Title: Scalable inference for epidemic models with individual level data
Authors: Panayiota Touloupou - University of Birmingham (United Kingdom) [presenting]
Simon Spencer - University of Warwick (United Kingdom)
Barbel Finkenstadt - University of Warwick (United Kingdom)
Abstract: As individual level epidemiological and pathogen genetic data become available in ever increasing quantities, the task of analysing such data becomes more and more challenging.

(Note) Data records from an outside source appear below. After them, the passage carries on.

PR #12, opened 2021-10-11
feat: added prev_owner to response log

### LINKED ISSUE #11: can add prev_owner/from attributes at transfer_nft and send_nft?
When owner approve the token and contract execute transfer, we can't know where is the token came from by the logs.

This is really hard to track token transfer. I made an example on terra.

1. User A make approve to transfer the cw721 token to contract B  
https://finder.terra.money/columbus-5/tx/14D4251F41053E7572A740D7FDB1760A2D3FD593870B0D70FB1EDBCA7121F211

2. User C execute the contract B to send it to B
https://finder.terra.money/columbus-5/tx/AEA9F3EEF1AD4A29644355777BD4157422E55E50130C2D330BC6EC0F4E63F51F

The token transferred to B from A. But there is no information about that at tx of 2.

Because of this Cw20 have transfer_from and send_from.

It is possible to make the attribute that can show the previous owner?

edison0xyz:
Resolves https://github.com/CosmWasm/cw-nfts/issues/11

Useful feature and have added it in.

### DIFF
--- a/contracts/cw721-base/src/contract_tests.rs
+++ b/contracts/cw721-base/src/contract_tests.rs
@@ -194,6 +194,7 @@ fn transferring_nft() {
         Response::new()
             .add_attribute("action", "transfer_nft")
             .add_attribute("sender", "venus")
+            .add_attribute("from", "venus")
             .add_attribute("recipient", "random")
             .add_attribute("token_id", token_id)
     );
--- a/contracts/cw721-base/src/execute.rs
+++ b/contracts/cw721-base/src/execute.rs
@@ -128,11 +128,15 @@ where
         recipient: String,
         token_id: String,
     ) -> Result<Response<C>, ContractError> {
+        let token_info = self.tokens.load(deps.storage, &token_id)?;
+        let owner = token_info.owner.to_string();
+
         self._transfer_nft(deps, &env, &info, &recipient, &token_id)?;
 
         Ok(Response::new()
             .add_attribute("action", "transfer_nft")
             .add_attribute("sender", info.sender)
+            .add_attribute("from", owner)
             .add_attribute("recipient", recipient)
             .add_attribute("token_id", token_id))
     }


contracts/cw721-base/src/contract_tests.rs
```diff
@@ -194,6 +194,7 @@ fn transferring_nft() {
         Response::new()
             .add_attribute("action", "transfer_nft")
             .add_attribute("sender", "venus")
```
JakeHartnell, line 196: Language is a bit confusing her now... we have `sender`, `ricpient`, and `from`...

JakeHartnell, line 196: Almost like @larry0x's comment of using `from` and `to` like the Ethereum transfer events.

It is important to maintain sender, as that may be different than the owner, even though there is a little duplication there.

JakeHartnell: Also, whatever we decide should be consistent with `SendNft`.

JakeHartnell (changes requested):
`TransferNFT` needs to be consistent with `SendNFT`.

JakeHartnell:
What do folks think about using `to` over `recipient`? Mirroring Ethereum: https://ethereum.org/en/developers/docs/standards/tokens/erc-721/#events

the-frey:
FWIW I'm in favour of sticking close to the ETH standards where possible. `from` and `to` are probably the way to go in that case IIUC.

iLoveBusinessDevelopment:
I think we should continue with `recipient`. CW20 is already widely used at this point and uses `recipient`.

the-frey:
Hmmm, I suppose I'm looking at the POV of devs who are coming from ETH/ERC721 land. Although can see the argument for CW20 style too 🤷

edison0xyz:
I think that we might be better to stick with the current CW standards.
Though i see the point of standardising with the Ethereum contracts, but there should be consistency amongst the CosmWasm contracts.

Changing everything to Ethereum sounds like a lot of work in code-change and communication with exisiting protocols. So perhaps let's avoid that.

orkunkl (approved):
LGTM

ALPAC-4:
And I think we need to add owner at mint response log

https://github.com/CosmWasm/cw-nfts/blob/2712c05fbc365a44809c904f8508410c4f70383e/contracts/cw721-base/src/execute.rs#L111

I think owner is more important information than minter. Minter is always same for same contract

shanev:
This issue is a bit stale. Okay to close?

JakeHartnell:
> This issue is a bit stale. Okay to close?

Yeah.

peara:
@JakeHartnell @larry0x  @shanev Please reconsider this PR. This is very useful for indexers and apps and for the consistency of cw721 as well.
I think adding `owner` as already implemented is good enough. The only issue remaining is adding the same to `send_nft` and `mint`, is that right?

PR #23, opened 2021-11-04
add burn

iLoveBusinessDevelopment:


JakeHartnell (approved):
LGTM

the-frey (approved):
From my POV the code here is fine, and I will go with the mood of the room on the following question:

Does burn belong in base, or should it be an extension?

the-frey:
I know @JakeHartnell is likely to argue for base, but FWIW it isn't in the original EIP-721 and I think likely the majority of contracts would like the ability to burn to be absent, if anything.

Issue #7, opened 2021-10-01
CW-2981


the-frey:
Looking at porting this work on equivalence with EIP-2981 emerging royalty standard to this new repo.

https://github.com/CosmWasm/cw-plus/pull/414

However there are some additional things to consider (the query handlers part is, I think, uncontroversial) WRT the metadata that might sit at token level

From discord:

> given that everything is an Option I wonder if rather than implementing royalty fields separately it should be a part of those onchain meta fields? (see #6)

Essentially we've now added a set of baseline metadata fields to keep in line with Opensea - my question is, that as these are all `Option` typed anyway, whether royalties should be in this default meta -

> looking at porting the royalty stuff I did for cw-plus to the new repo and it seems like cos it's optional maybe we should just be encouraging royalty data (even if None) to be a part of the interface for consideration
> consideration by implementers that is

Don't necessarily have a strong opinion here, but we have an opportunity to set the expectation that marketplace implementers _should be checking_ for royalty info by default on any sales in the Cosmos ecosystem and that maybe is something that is valuable from the perspective of creators.

Obviously for NFT types that royalties don't apply to, it's trivial to just use base, or exclude from the meta.

The big question is probably one at contract level - since that's where you signal whether royalties should be checked (if I remember/understand the EIP correctly https://eips.ethereum.org/EIPS/eip-2981) but this can easily be left as either

a) a hook for contract implementer to optionally implement
b) a default implementation that returns `false` and can be imported
c) a requirement for implementing for any contract that uses meta (i.e. up to the implementer whether it's hard coded, passed in instantiation, etc)

In the pull referenced above,

https://github.com/CosmWasm/cw-plus/blob/d7041a755bf0082744af684f169f67256b024ed0/contracts/cw2981-base/src/msg.rs#L58

is implemented 

https://github.com/CosmWasm/cw-plus/blob/d7041a755bf0082744af684f169f67256b024ed0/contracts/cw2981-base/src/contract.rs#L227

Because in the case of a base implementation you can expect that if royalties are _at token level_ rather than a flat, contract-wide royalty, then the correct thing to do is _always check_. However, of course, this is an example implementation.

the-frey:
thoughts? @JakeHartnell / @orkunkl / @alwin-peng

orkunkl:
I don't think including we need this feature in cw721-base. It is easy to determine if a smart contract supports royalty, send `CheckRoyalty` query msg, if you get a true response great, if error it means not implemented. 
[...]

PR #24, opened 2021-11-06
CW-2981 extension

the-frey:
Appreciate this might need some refining and/or further discussion.

A minimal example of the [EIP-2981 spec](https://eips.ethereum.org/EIPS/eip-2981) implemented in CW-land. i.e. #7 

It's a very light wrapper/extension for CW721 compliant contracts that adds two additional query messages:
- `RoyaltyInfo` to be called when selling an NFT, to find out what royalties are owed
- `CheckRoyalties` to be called on the contract, to see if it implements CW-2981

This adds royalty information at token mint time.

The main thing are the queries that are called when the marketplace sells an NFT. Different contracts might implement them differently, e.g. to do more complex logic than the straight percentage here, but the returned queries should conform to the shape here.

Aside - could move those (and the extension handlers) to a package, if it makes them more reusable.


contracts/cw2981-royalties/src/lib.rs
```diff
@@ -0,0 +1,260 @@
...
+    pub description: Option<String>,
+    pub name: Option<String>,
+    pub attributes: Option<Vec<Trait>>,
+    pub background_color: Option<String>,
+    pub animation_url: Option<String>,
+    pub youtube_url: Option<String>,
+    /// specify whether royalties are set on this token
+    pub royalty_payments: bool,
+    /// This is how much the minter takes as a cut when sold
+    pub royalty_percentage: Option<u32>,
```
JakeHartnell, line 36: Maybe make a `Decimal` type?

contracts/cw2981-royalties/src/lib.rs
```diff
@@ -0,0 +1,260 @@
+pub mod msg;
+
+use crate::msg::{CheckRoyaltiesResponse, RoyaltiesInfoResponse};
+use cosmwasm_std::{to_binary, Deps, StdResult};
+use percentage::Percentage;
```
JakeHartnell: Use `cosmwasm_std::{Decimal}` for one less dependency.

contracts/cw2981-royalties/src/msg.rs
```diff
@@ -0,0 +1,138 @@
...
+                limit,
+            } => CW721QueryMsg::Tokens {
+                owner,
+                start_after,
+                limit,
+            },
+            Cw2981QueryMsg::AllTokens { start_after, limit } => {
+                CW721QueryMsg::AllTokens { start_after, limit }
+            }
+            _ => panic!("cannot covert {:?} to CW721QueryMsg", msg),
```
JakeHartnell, line 123: Don't think we want a panic here...

JakeHartnell (commented):
Small comment about types, but otherwise LGTM.

contracts/cw2981-royalties/src/lib.rs
```diff
@@ -0,0 +1,260 @@
...
+
+    Ok(RoyaltiesInfoResponse {
+        address: royalty_address,
+        royalty_amount: royalty_from_sale_price,
+    })
+}
+
+pub fn check_royalties(_deps: Deps) -> StdResult<CheckRoyaltiesResponse> {
+    Ok(CheckRoyaltiesResponse {
+        royalty_payments: true,
```
JakeHartnell: Is this actually checking anything?

contracts/cw2981-royalties/src/msg.rs
```diff
@@ -0,0 +1,138 @@
...
+    // Should be called on sale to see if royalties are owed
+    // by the marketplace selling the NFT.
+    // See https://eips.ethereum.org/EIPS/eip-2981
+    RoyaltyInfo {
+        token_id: String,
+        // the denom of this sale must also be the denom returned by RoyaltiesInfoResponse
+        // this was originally implemented as a Coin
+        // however that would mean you couldn't buy using CW20s
+        // as CW20 is just mapping of addr -> balance
+        sale_price: u128,
```
JakeHartnell: Should this be a `Uint128`? Might be nicer.

contracts/cw2981-royalties/src/msg.rs
```diff
@@ -0,0 +1,138 @@
...
+        }
+    }
+}
+
+#[derive(Serialize, Deserialize, Clone, PartialEq, JsonSchema, Debug)]
+pub struct RoyaltiesInfoResponse {
+    pub address: String,
+    // Note that this must be the same denom as that passed in to RoyaltyInfo
+    // rounding up or down is at the discretion of the implementer
+    pub royalty_amount: u128,
```
JakeHartnell: Use cosmwasm std `Unit128`?

contracts/cw2981-royalties/src/msg.rs
the-frey: Yep, good point

contracts/cw2981-royalties/src/lib.rs
the-frey: For this contract, as I reasoned it there's nothing to check. This hook is expected to be present to check if the contract does implement CW2981 and signal that on sale royalties should be checked. I think with the implementation at token level it should always return `true` because it's up to the token.

Of course contracts that extend this can determine their own behaviour and replace this function if they have more complex behaviour (for example, you could maintain a secondary index of which tokens actually have royalties, or something).

In this super simple case that isn't necessary however.

This does make me think this explanation should be in the readme, however :joy: as well as perhaps the point about the royalty addr implicitly being able to be an addr/dao/multisig

the-frey:
Will address the comments and add some more tests 👍

contracts/cw2981-royalties/src/lib.rs
JakeHartnell: Hmmmmm, interesting. Yeah maybe add a note. :joy:

contracts/cw2981-royalties/src/msg.rs
the-frey: You need it to match all paths, even though it should never be hit because you extend the outer enum.

JakeHartnell (dismissed):

the-frey:
If this is GTM could it be merged? Otherwise before long I'll have to update the PR because things will have shifted.... 🙃

JakeHartnell:
> If this is GTM could it be merged? Otherwise before long I'll have to update the PR because things will have shifted.... upside_down_face

Well if things shift it will need to be updated anyway. :upside_down_face:

Needs one more thumbs up.

contracts/cw2981-royalties/src/lib.rs
```diff
@@ -0,0 +1,255 @@
...
+    pub description: Option<String>,
+    pub name: Option<String>,
+    pub attributes: Option<Vec<Trait>>,
+    pub background_color: Option<String>,
+    pub animation_url: Option<String>,
+    pub youtube_url: Option<String>,
+    /// specify whether royalties are set on this token
+    pub royalty_payments: bool,
+    /// This is how much the minter takes as a cut when sold
+    pub royalty_percentage: Option<u64>,
```
ethanfrey, line 36: Question: Why do we need the `bool` above if this is an option?

I figure `royalty_payments = royalty_percentage.is_some()`
Also, only adding optional fields makes it more compatible with other contracts (they just happen to have it unset)

contracts/cw2981-royalties/src/msg.rs
```diff
@@ -0,0 +1,139 @@
+use cosmwasm_std::Uint128;
+use schemars::JsonSchema;
+use serde::{Deserialize, Serialize};
+
+use cw721_base::msg::QueryMsg as CW721QueryMsg;
+
+#[derive(Serialize, Deserialize, Clone, PartialEq, JsonSchema, Debug)]
+#[serde(rename_all = "snake_case")]
+pub enum Cw2981QueryMsg {
```
ethanfrey, line 9: I wish there were a better way to extend enums.
But, alas, there currently is not.

contracts/cw2981-royalties/src/query.rs
```diff
@@ -0,0 +1,42 @@
...
+
+    Ok(RoyaltiesInfoResponse {
+        address: royalty_address,
+        royalty_amount: royalty_from_sale_price,
+    })
+}
+
+pub fn check_royalties(_deps: Deps) -> StdResult<CheckRoyaltiesResponse> {
+    Ok(CheckRoyaltiesResponse {
+        royalty_payments: true,
```
ethanfrey, line 45: Wait, always true?

What about `ext.royalty_percentage.is_some()`

ethanfrey (dismissed):
A few points that could use cleanup.
Otherwise fine.

contracts/cw2981-royalties/src/msg.rs
shanev: Haven't tested this with a production build yet, but you can extend an enum using serde `untagged` with an extra variant for the extended functionality. So this has the same effect as `flatten`. 

```rs
#[serde(untagged)]
pub enum QueryMsg {
    Base(cw721_base::QueryMsg),
    Extended(ExtendedQueryMsg),
}
```

ethanfrey: Please try that was `cargo wasm` and let me know.
I bet it hits a limit of serde-json-wasm, but if not, that is a great work-around

ben2x4: I think this may not work as expected as it will only affect the serialization of the enum to JSON. However, when dealing with a contract calling another contract, I believe you will still need the "tagged" compound enum. Need to test this, but I think if a second contract tried to interact with this contract believing it was an unextended cw721_base it would fail unless for some reason cosmwasm leverages Serde for internal calls. 

TLDR this might work from a client's perspective, but I don't think it would work from a second contract's perspective. Someone should really write a macro for this!

contracts/cw2981-royalties/src/lib.rs
the-frey: Good point. I guess as long as the query handler returns the result of that lookup, then the interface remains the same. Will change.

contracts/cw2981-royalties/src/msg.rs
the-frey: I will give it a try and see if the workaround works 🤔

contracts/cw2981-royalties/src/query.rs
the-frey: Me being a little lazy as it's an example contract - it's a check at contract level, for this one the answer to "should I see if, when a token controlled by this contract is sold, royalties are owed?" will always be yes. I think `ext.royalty_percentage.is_some()` would be relevant if you were querying on the `token_id`. Then again, this is based on my interpretation of the granularity of the EIP spec, so I could have it wrong 🙂

contracts/cw2981-royalties/src/msg.rs
JakeHartnell: >  However, when dealing with a contract calling another contract, I believe you will still need the "tagged" compound enum.

This is correct. :cry:

Yeah, there really needs to be a macro for this.

contracts/cw2981-royalties/src/query.rs
JakeHartnell: Seems like this is a case where we don't need to follow Ethereum exactly. The boolean seems redundant.

the-frey: No, it will still return boolean regardless - that's the interface, I'm just saying that `ext.royalty_percentage.is_some()` is at a different level of granularity - token, vs contract

contracts/cw2981-royalties/src/msg.rs
the-frey: Ah yeah, that makes sense now I've taken the time to actually parse what @ben2x4 was getting at 😅

contracts/cw2981-royalties/src/lib.rs
```diff
@@ -0,0 +1,255 @@
...
+    pub fn query(deps: Deps, env: Env, msg: Cw2981QueryMsg) -> StdResult<Binary> {
+        match msg {
+            Cw2981QueryMsg::RoyaltyInfo {
+                token_id,
+                sale_price,
+            } => to_binary(&query_royalties_info(deps, token_id, sale_price)?),
+            Cw2981QueryMsg::CheckRoyalties {} => to_binary(&check_royalties(deps)?),
+            _ => Cw2981Contract::default()
+                .query(deps, env, msg.into())
+                .map_err(|err| err),
```
shanev: Is this necessary? `query` should return the expected result type.

contracts/cw2981-royalties/src/msg.rs
shanev: @ethanfrey It didn't work. Seemed too good to be true :) Will have to dive into serde-json-wasm one of these days and figure it out.

@ben2x4 The tagged unextended and untagged extended should be represented exactly the same during transport and survive serialization and deserialization. That was the hope anyway. Have to dig into the guts of the expansive Wasmverse.

contracts/cw2981-royalties/src/msg.rs
```diff
@@ -0,0 +1,139 @@
...
+                limit,
+            } => CW721QueryMsg::Tokens {
+                owner,
+                start_after,
+                limit,
+            },
+            Cw2981QueryMsg::AllTokens { start_after, limit } => {
+                CW721QueryMsg::AllTokens { start_after, limit }
+            }
+            _ => panic!("cannot covert {:?} to CW721QueryMsg", msg),
```
shanev, line 121: `_ => unreachable!()` would give the compiler a bit more info.

contracts/cw2981-royalties/src/lib.rs
the-frey: you mean `map_err`? or the `into`?

the-frey: Yeah seems like you're right, 'map_err` not needed

the-frey:
Okay I think that's all the review points closed off.

contracts/cw2981-royalties/src/query.rs
the-frey: Rechecked the spec and this interface needs to return a boolean, so yeah the answer to:

>  Checking if the NFT being sold on your marketplace implemented royalties 

For a function that takes a contract and returns a boolean - this _is_ the correct base case, and then if contracts want to implement custom logic, they can. This is just the most basic correct example, which is that when token is sold, it signals you should call `query_royalties_info` with the token ID.

Happy to write a better description of this in the README or what have you, but the important thing is to set the expectation from marketplaces that they should check, _in case there is more complex behaviour than a default `true`_.

In some ways, this repo is also a way of documenting How To Do Things With NFTs:tm: so I'm not that worried that the base case is ostensibly redundant, just that it is enumerated for those that have a requirement for more custom logic in future.

To that end, I will add a better comment on it in the code now.

orkunkl:
@the-frey Do you think we can get this PR in this year xp

the-frey:
@orkunkl I mean, if people want to review it then maybe we can get it in lol

orkunkl (dismissed):
Now it's time...

the-frey:
Okay @orkunkl and @JakeHartnell have updated again with changes from main which means it has cleared your reviews. If you are both still ok to merge, could you review pls 🙏

contracts/cw2981-royalties/src/query.rs
JakeHartnell: Still not a big fan of the `CheckRoyalties` query as I think it's mostly pointless. It's more important in the context of Ethereum.

Could just query `RoyaltiesInfo` and see if it returns a response for the same effect.

JakeHartnell: @orkunkl, any thoughts on this?

orkunkl (approved):

JakeHartnell (approved):

PR #28, opened 2021-11-09
v0.10.0

JakeHartnell:
Tagging `v0.10.0` version as per @ethanfrey's suggestion.

Also added a top level `cargo wasm` command.


the-frey (approved):
LGTM

ethanfrey:
published to crates.io

PR #29, opened 2021-11-10
Add some useful scripts

ethanfrey:
For updating the version on all packages at once:`./scripts/set_version.sh 0.10.1`
And for publishing all crates (for me until we add more owners to the crates.io repos)


the-frey (approved):
Can't test against crates obv but LGTM

JakeHartnell (approved):

PR #33, opened 2021-12-10
Move package/helper under cw721-base

orkunkl:
I was trying to use `Cw721Contract` inside another contracts tests.
But `cw721_base::ExecuteMsg` and `cw721::ExecuteMsg` are different types and includes `MintMsg`.
The easiest solution I found is moving the helper to cw721-base and using its messages.


orkunkl:
Changes merged in https://github.com/CosmWasm/cw-nfts/pull/34

PR #32, opened 2021-12-01
Implement approval query; fix helper queries

orkunkl:
This PR implements missing `approval()` query.

PR #34, opened 2021-12-13
Rename all_approvals to operators; Fix approval queries

orkunkl:
In my previous PR https://github.com/CosmWasm/cw-nfts/pull/32, I implemented approval query. Well I thought implemented it.
The problem is I read the logic above the code which was named `all_approvals` and then used the same query for individual approvals. But the logic was different. The `all_approvals` naming is not very explanatory for the logic. So I renamed it in this PR. fixed the approval query and added a query to gel all approvals of a token.


the-frey (approved):
Renaming makes sense. Don't know about operator, but unsure what a better word would be. Legally correct would be 'Proxy' but it is too overloaded in common tech usage :(

JakeHartnell (approved):
Makes a lot more sense to me. Thanks for this. :pray:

Inferences for this type of data are complicated by the fact that the data is usually incomplete, in the sense that the times of acquiring and clearing infection are not directly observed, making the evaluation of the model likelihood intractable. A solution to this problem can be given in the Bayesian framework with unobserved data being imputed within Markov chain Monte Carlo (MCMC) algorithms at the cost of considerable extra computational effort. Motivated by this demand, we describe a novel method for updating individual level infection states within MCMC algorithms that respects the dependence structure inherent within epidemic data. We apply our new methodology to an epidemic of Escherichia coli O157:H7 in feedlot cattle in which eight competing strains were identified using genetic typing methods. We show that surprisingly little genetic data is needed to produce a probabilistic reconstruction of the epidemic trajectories, despite some possibility of misclassification in the genetic typing. We believe that this complex model, capturing the interactions between strains, would not have been able to be fitted using existing methodologies.